**EXERCISE BRIEF**
Give back the data in full, with every line exact.

**ENTRIES PROVIDED**
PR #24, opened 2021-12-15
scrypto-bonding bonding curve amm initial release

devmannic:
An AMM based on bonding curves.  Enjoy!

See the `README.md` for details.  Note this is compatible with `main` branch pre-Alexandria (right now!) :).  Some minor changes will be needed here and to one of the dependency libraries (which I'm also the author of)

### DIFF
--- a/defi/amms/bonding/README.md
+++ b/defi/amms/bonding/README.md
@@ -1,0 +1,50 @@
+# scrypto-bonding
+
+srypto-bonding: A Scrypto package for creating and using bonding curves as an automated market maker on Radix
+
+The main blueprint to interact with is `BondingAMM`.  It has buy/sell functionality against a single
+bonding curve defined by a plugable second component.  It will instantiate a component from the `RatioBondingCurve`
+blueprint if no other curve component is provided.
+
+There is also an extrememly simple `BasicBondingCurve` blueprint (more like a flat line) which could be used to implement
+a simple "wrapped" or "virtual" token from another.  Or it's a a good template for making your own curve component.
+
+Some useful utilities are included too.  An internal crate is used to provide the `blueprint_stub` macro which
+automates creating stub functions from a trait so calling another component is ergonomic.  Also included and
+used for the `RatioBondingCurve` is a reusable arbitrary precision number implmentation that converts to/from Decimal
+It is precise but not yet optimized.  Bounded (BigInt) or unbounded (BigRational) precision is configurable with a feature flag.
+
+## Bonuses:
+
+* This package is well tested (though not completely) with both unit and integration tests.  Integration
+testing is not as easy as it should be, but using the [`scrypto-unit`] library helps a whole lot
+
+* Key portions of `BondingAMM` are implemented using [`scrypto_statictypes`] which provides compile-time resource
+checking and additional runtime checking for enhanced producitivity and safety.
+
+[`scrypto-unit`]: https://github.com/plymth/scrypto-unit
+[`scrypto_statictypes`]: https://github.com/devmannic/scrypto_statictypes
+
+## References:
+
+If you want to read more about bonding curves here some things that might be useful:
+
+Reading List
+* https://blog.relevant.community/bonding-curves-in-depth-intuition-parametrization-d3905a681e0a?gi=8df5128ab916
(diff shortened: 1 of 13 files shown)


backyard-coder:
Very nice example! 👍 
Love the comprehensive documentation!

**WRITTEN SOLUTION**
PR #24, opened 2021-12-15
scrypto-bonding bonding curve amm initial release

devmannic:
An AMM based on bonding curves.  Enjoy!

See the `README.md` for details.  Note this is compatible with `main` branch pre-Alexandria (right now!) :).  Some minor changes will be needed here and to one of the dependency libraries (which I'm also the author of)

### DIFF
--- a/defi/amms/bonding/README.md
+++ b/defi/amms/bonding/README.md
@@ -1,0 +1,50 @@
+# scrypto-bonding
+
+srypto-bonding: A Scrypto package for creating and using bonding curves as an automated market maker on Radix
+
+The main blueprint to interact with is `BondingAMM`.  It has buy/sell functionality against a single
+bonding curve defined by a plugable second component.  It will instantiate a component from the `RatioBondingCurve`
+blueprint if no other curve component is provided.
+
+There is also an extrememly simple `BasicBondingCurve` blueprint (more like a flat line) which could be used to implement
+a simple "wrapped" or "virtual" token from another.  Or it's a a good template for making your own curve component.
+
+Some useful utilities are included too.  An internal crate is used to provide the `blueprint_stub` macro which
+automates creating stub functions from a trait so calling another component is ergonomic.  Also included and
+used for the `RatioBondingCurve` is a reusable arbitrary precision number implmentation that converts to/from Decimal
+It is precise but not yet optimized.  Bounded (BigInt) or unbounded (BigRational) precision is configurable with a feature flag.
+
+## Bonuses:
+
+* This package is well tested (though not completely) with both unit and integration tests.  Integration
+testing is not as easy as it should be, but using the [`scrypto-unit`] library helps a whole lot
+
+* Key portions of `BondingAMM` are implemented using [`scrypto_statictypes`] which provides compile-time resource
+checking and additional runtime checking for enhanced producitivity and safety.
+
+[`scrypto-unit`]: https://github.com/plymth/scrypto-unit
+[`scrypto_statictypes`]: https://github.com/devmannic/scrypto_statictypes
+
+## References:
+
+If you want to read more about bonding curves here some things that might be useful:
+
+Reading List
+* https://blog.relevant.community/bonding-curves-in-depth-intuition-parametrization-d3905a681e0a?gi=8df5128ab916
(diff shortened: 1 of 13 files shown)


backyard-coder:
Very nice example! 👍 
Love the comprehensive documentation!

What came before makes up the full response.